That those attempts, of which the last speaker spoke, all miscarried is due
to the fact that they were all based upon wrong principles. The only thing
they have in common with what we have carried out in Freeland, and what you
now wish to imitate, is the endeavour to find a remedy for the misery of
the exploiting world; but the remedy which we seek is a different one from
that which they sought, and in that--not in exceptional advantages which we
may have had--lies the cause of our success and of their miscarriage.

For it was not by the aid of economic justice that they sought to attain
their end; they sought deliverance from the dungeon of exploitation,
whether by a way which did not lead out of it, or by a way which, though it
led out of that dungeon, yet led into another and more dreadful one. In
none of those American or other social experiments, from the Quaker
colonies to the Icaria of Cabet, was the full and undiminished produce of
labour ever assured to the worker; on the contrary, the produce belonged
either to small capitalists who, while themselves taking part in the
undertaking as workers, shared the produce according to the amount of
capital they had invested, or it belonged to the whole as a body, who as
such had a despotic right of disposal over both the labour and the produce
of the labour of every individual. These reformers were, without exception,
associated small capitalists or communists. They were able, if they had
specially good fortune, or if they were under specially able direction, to
achieve transient success; but a revolution of the current industrial
system by them was not to be thought of.

(_End of Second Day's Debate_)




CHAPTER XXV


THIRD DAY

(_Debate on Point 2 of the Agenda, continued_)

JOHANN STORM (_Right_): I think that the lack of any analogy between the
frequent attempts to save society undertaken by small capitalists or
communists and the institutions of Freeland has been made sufficiently
clear.
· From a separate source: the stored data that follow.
PR #3899, opened 2022-10-29
Feature/simple group serializer

### LINKED ISSUE #3884: Speed-Up User Interaction by removing groups_obj from UserSerializer
We have a medium sized database of users which consists of approximately 500 users. The use groups to assign individual features to them.

When updating users or interacting with the UI, we expierence a large lag (30-60s) just retrieving the data, as the API has to resolve all groups assigned to a user and all the users within this group.

A quick search in the webfrontend yield no results where this feature would be required.

Remove this field or make the field optional from the beginning.

As a workaround i currently replaced in authentik/core/api/users.py the following line:
https://github.com/goauthentik/authentik/blob/main/authentik/core/api/users.py#L86

with a SerializerMethodField that returns an empty array

The inclusion of the drf-dynamic-fields would allow requests to include a list of necessary fields, but does not play nicely with javascript / typescript.

**Additional context**
-

d-schiffner:
# Details
This PR introduces a new serializer for retrieving groups of users. 

Background: In our instance over 500 users are assigned in a single group which results in very poor performance.
Debugging showed that this is due to the use of the user_obj, which results a query of over 500 users for a single user. Especially in the UI and the LDAP backend this results in a huge burst query on the database.

Resolves #3884

### New Features
* Adds a serializer "SimpleGroupSerializer" as part of the core/api/users routes

## Additional
I tried to test locally, however the setup (I only use docker) has proven to be very difficult.

### DIFF
--- a/authentik/core/api/users.py
+++ b/authentik/core/api/users.py
@@ -73,6 +73,27 @@ from authentik.tenants.models import Tenant
 
 LOGGER = get_logger()
 
+class SimpleGroupSerializer(ModelSerializer):
+    """Group Serializer"""
+
+    attributes = JSONField(validators=[is_dict], required=False)
+    parent_name = CharField(source="parent.name", read_only=True)
+
+    num_pk = IntegerField(read_only=True)
+
+    class Meta:
+
+        model = Group
+        fields = [
+            "pk",
+            "num_pk",
+            "name",
+            "is_superuser",
+            "parent",
+            "parent_name",
+            "attributes",
+        ]
+
 
 class UserSerializer(ModelSerializer):
     """User Serializer"""
@@ -83,7 +104,7 @@ class UserSerializer(ModelSerializer):
     groups = PrimaryKeyRelatedField(
         allow_empty=True, many=True, source="ak_groups", queryset=Group.objects.all()
     )
-    groups_obj = ListSerializer(child=GroupSerializer(), read_only=True, source="ak_groups")
+    groups_obj = ListSerializer(child=SimpleGroupSerializer(), read_only=True, source="ak_groups")
     uid = CharField(read_only=True)
     username = CharField(max_length=150)
 
--- a/authentik/core/api/users.py
+++ b/authentik/core/api/users.py
@@ -73,13 +73,11 @@ from authentik.tenants.models import Tenant
 LOGGER = get_logger()
 
 
-class SimpleGroupSerializer(ModelSerializer):
-    """Group Serializer"""
+class UserGroupSerializer(ModelSerializer):
+    """Simplified Group Serializer for user's groups"""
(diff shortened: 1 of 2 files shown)


authentik/core/api/users.py
```diff
@@ -83,7 +104,7 @@ class UserSerializer(ModelSerializer):
     groups = PrimaryKeyRelatedField(
         allow_empty=True, many=True, source="ak_groups", queryset=Group.objects.all()
     )
-    groups_obj = ListSerializer(child=GroupSerializer(), read_only=True, source="ak_groups")
+    groups_obj = ListSerializer(child=SimpleGroupSerializer(), read_only=True, source="ak_groups")
```
BeryJu, line 107: Please use `GroupMemberSerializer` in `groups.py` instead of creating a new serailizer

BeryJu (changes requested):

authentik/core/api/users.py
d-schiffner: How should the `GroupMemberSerializer` be utilized here? The `groups_obj` resolves the assigned groups (Using the `GroupSerializer`), which in turn resolve all it's users via the `GroupMemberSerializer`.

But option of replacing the `UserSerializer` is also not valid, or do I miss something here?

BeryJu: the name `GroupMemberSerializer` is a bit misleading, `GroupMemberSerializer` is a stripped down version of the GroupSerializer without a lot of the extra fields and is very close to the serializer you've added, so re-using the same serializer is a bit cleaner imo

d-schiffner: We're talking about this one, right?

https://github.com/goauthentik/authentik/blob/main/authentik/core/api/groups.py#L17-L37

I tend do disagree, as it clearly extracts user information, as written in the docs as well!
`"""Stripped down user serializer to show relevant users for groups"""`

It is a stripped down version of the `UserSerializer`, not the `GroupSerializer`!

I took inspiration when creating the Serializer from it. In other terms I fully agree not to introduce new Serializers unless necessary. I have also written options within the issue this PR is referring to. The smaller GroupSerializer was actually the one with minimal impact on the existing codebase.

The LDAP outpost uses the groups object of the users to get the actual names when creating the entries. Stripping the `groups_obj` from the `UserSerializer` would require a code change there as well including additional requests from the LDAP outpost the retrieve the group names.

BeryJu: Oh yeah my bad, I completely mis-remembered, disregard what I said above

d-schiffner:
I now managed to get the docker environment running with the tests.

In the last push i fixed the black and pylint issues

BeryJu (approved):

I think also that we are convinced that the exceptional external
advantages, which may have at any rate favoured and assisted the success of
Freeland, are not of a kind to suggest a fear that our proposed work will
fail for the want of such advantages. But we do not yet know whether the
success of social reform is exposed to danger from any conditions inherent
in human nature, and therefore universally to be met with. We have, in our
discussion upon the first point of the agenda, established the fact that,
thanks to the control which has been acquired over the forces of nature,
exploitation has become an obstacle to civilisation, and its removal a
necessity of civilisation. But severe criticism cannot be satisfied with
this. For is everything which is necessary to the progress of civilisation
consequently also possible? What if economic justice, though an
extraordinary vehicle of civilisation, were for some reason unfortunately
impracticable? What if that marvellous prosperity, which astonishes us so
much in Freeland, were only a transient phenomenon, and carried in itself
the germ of decay, despite, nay, because of, its fabulous magnitude? In a
word, what if mankind could not permanently, and as a whole, participate in
that progress the necessary condition of which is economic justice?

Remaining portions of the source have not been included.